# Anyone ever disassemble a gear shift?



## GeorgeS (Feb 22, 2016)

I have one that failed at the tip and I'm assuming I'm going to have to drive the rear out so that I can get at the front piece?


----------



## duncsuss (Feb 22, 2016)

I've never disassembled this kit, but based on the ones I have done I believe you're right.

Some kits don't allow you to fully withdraw the actuator into the rear component you're going to knock out -- which simply means you destroy the part (no need to ask how I know this )

So long as the rim of the rear component is forward of the center, it's usually possible to put a transfer punch in there, at a slight angle so the end taps against the outer rim of the component. Gentle taps with a sledge hammer have worked best for me.

Reactions: Agree 1


----------



## GeorgeS (Feb 22, 2016)

I think I need to pick up a punch set. Duncan what do you use to hold the pen while giving it a good whack?
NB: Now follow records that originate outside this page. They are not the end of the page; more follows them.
PR #5344, opened 2020-05-02
Move PROFILE debug assets flag to another ENV var

luisramos0:
#### What? Why?
This improves the situation from #5146 where we would need to either have cached assets and classes OR debug assets.
This PR enables us to have both profile and debug assets disabled by default.

#### What should we test?
After this PR the default behaviour is the same as before #5146 

#### Release notes
Changelog Category: Added
Added DEBUG_ASSETS env var to enable asset debugging through a env var.

### DIFF
--- a/config/environments/development.rb
+++ b/config/environments/development.rb
@@ -50,7 +50,7 @@ Openfoodnetwork::Application.configure do
   # You can remove them by simply running:
   #
   #   $ bundle exec rake assets:clean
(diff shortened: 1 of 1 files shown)


luisramos0:
I am going to merge this now to get it immediately.
@sauloperez approved it here:
https://github.com/openfoodfoundation/openfoodnetwork/pull/5146#discussion_r417409713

I've Brocken my share of stuff too but they only sent me the tip as s replacement and I like this blank so I don't want to break it!


----------



## duncsuss (Feb 22, 2016)

I started out using 1/8" thick foam shelf liner -- the kind that feels a bit sticky -- wrapped around the barrel and just hold on tight.

Then I bought THIS pair of soft-grip "section pliers" -- used in fountain pen repair -- and they worked up to a point (the point being when I squeezed too hard and crushed the barrel I was trying to hold )
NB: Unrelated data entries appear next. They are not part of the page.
PR #5347, opened 2020-05-02
[Mobile] Hide OC selector if shop requires login/customer

### LINKED ISSUE #4529: [mobile ux] Reduce prominence of 'select OC' when Customer can't use it
## Description
When a shop is set to 'private' i.e. only registered customers can place orders, it still shows the order cycle selector. If there is more than one order cycle available, it shows the big red 'choose when you want your order' message. The selector doesn't work as the shop isn't active for this customer. It is unnecessarily confusing!

## Expected Behavior
* If a shop is private and the user on the page is not a Customer
* Definitely - the red 'choose when you want your order' box should NOT appear
* Maybe - the OC selector should just be hidden / not appear

## Actual Behaviour
The OC selector looks like you can use it, and there is a big red message box telling you you should, even though you can't

## Steps to Reproduce
* Create a private shop (using shop preferences) 
* Go to shopfront as a user that is not registered as a customer

## Workaround
Send instructions to customers via email or other channel to try and reduce confusion

## Severity
S4

## Your Environment
Mac, Chrome

luisramos0:
#### What? Why?

Closes #4529

#### What should we test?
Make the shop private and verify the require login or require customer messages appear correctly and, when those messages appear, the OC selector does not appear.

#### Release notes
Changelog Category: Changed
Hide OC selector is users needs to login or if user is not a customer of the shop.

### DIFF
--- a/app/views/shopping_shared/_order_cycles.html.haml
+++ b/app/views/shopping_shared/_order_cycles.html.haml
@@ -1,7 +1,7 @@
 - content_for :injection_data do
   = inject_current_order_cycle
 
-- unless no_open_order_cycles?
+- unless no_open_order_cycles? || require_customer?
   %ordercycle{"ng-controller" => "OrderCycleCtrl", "ng-cloak" => true,
     "ng-class" => "{'requires-selection': !OrderCycle.selected()}"}
     %form.custom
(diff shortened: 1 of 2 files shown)


daniellemoorhead:
**Testing notes**

Tested on iPhone SE/Safari, Mac/Chrome, Windows 10/Chrome, Samsung S8/Chrome.



Allllllelujah, the OC selector has GONE!!

BEFORE
Screen Shot 2020-05-06 at 8 47 17 pm


AFTER
Screen Shot 2020-05-06 at 8 53 58 pm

Finally I succumbed and bought the right tool for the job -- THESE locking soft-grip pliers, which are sourced from PennState Industries but I got them from Exotic Blanks because (a) I prefer to do business with the small resellers, and (b) it was actually cheaper than buying direct, and (c) I had other stuff to buy from Exotics.


----------



## duncsuss (Feb 22, 2016)

The punch set I got from HarborFright ... LINK (I'm on my second set, I lost one of the punches from the first set and wouldn't you know, it's always the one that is the perfect fit for the barrel I'm working on )


----------



## GeorgeS (Feb 22, 2016)

Thanks for the info sir. That is the pliers I was looking to buy. They had the combo kit on sale but we're out of stock so couldn't purchase at the sale price. I have a harbor freight very close so I'll stop in and grab a set.


----------



## ripjack13 (Feb 22, 2016)

I use my hand as my vise, center punch and a small hammer...small just in case I miss the punch and whack my thumb...

Reactions: Funny 2


----------



## Schroedc (Feb 22, 2016)

I took apart a Muncie three speed once....

Reactions: Funny 3


----------



## duncsuss (Feb 22, 2016)

ripjack13 said:


> and a small hammer...small just in case I miss the punch and whack my thumb...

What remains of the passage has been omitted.